Electron paramagnetic resonance (EPR) spectra were recorded on a Bruker ELEXSYS E500 EPR spectrometer (Billerica, MA, USA) (X-band). The samples were illuminated directly in the cavity of the EPR spectrometer with the light of a BRUKER ELEXSYS ER 202 UV high-pressure mercury lamp (50 W). The photoexcitation intensity of the samples was 40 mW/cm².

Secondary ion mass spectroscopy was produced by TOF-SIMS IV manufactured by IONTOF GmbH, Muenster, Germany, and clusters of bismuth ion (Bi³⁺) were used.

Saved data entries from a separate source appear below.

Issue #3956, opened 2022-10-08
[2.0] Add support for LLVM's libc++


hcoona:
# Summary

I cannot build any c++ sources with clang++ in Mariner 2.0 Docker image.

I think it's because we upgrade clang to v12.0.1 but still leave libstdc++-devel v11.2.0.

# How to reproduce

The details of the methodology of the photocatalytic conversion of CO₂ were presented earlier in the work [34]. The photocatalytic CO₂ conversion was provided under the following conditions: reactor temperature 30 °C, relative humidity 5%, total CO₂ (ISO 14175-C1) gas flow 1.2 mL/min. The analysis of the gas products was carried out using an HP PLOT/Q capillary column Hewlett Packard HP 5890 Series II Gas Chromatograph-FID (Agilent Technologies, Santa Clara, CA, USA).

4. Conclusions

Single-walled TiO₂ nanotube-Cu_xO composites for converting carbon dioxide (CO₂) into hydrocarbon compounds were prepared. Methanol and methane were detected during the CO₂ photoreduction process. The production rate of gas-phase CO₂ conversion and photoinduced transformations of defects in the prepared photocatalysts were investigated. Only Ti³⁺/oxygen vacancy defects were detected by EPR spectroscopy in initial TiO₂ nanotubes. Cu²⁺ centers and O₂⁻ radicals were detected in the TiO₂ nanotube–Cu_xO composites. Under illumination, the capture of a photoinduced electron by oxygen molecules led to an increase in the EPR signal from O₂⁻ radicals. It was shown by EPR technique that Cu_xO nanoparticles are present in the TiO₂ nanotube-Cu_xO composites in the form of the CuO phase. Under illumination, a phase transformation of CuO to Cu₂O was observed. These results are consistent with data obtained by secondary ion mass spectroscopy. The shift of CO₂ photoconversion selectivity was observed towards methane production due to the deposition of copper oxide on the surface of TiO₂ nanotubes. The mechanism of methane and methanol formation in the TiO₂ nanotubes with different copper oxide content is discussed. The obtained results are completely novel and show a high level of importance for the development of energy-efficient photocatalysts for CO₂ conversion into hydrocarbon fuel precursors.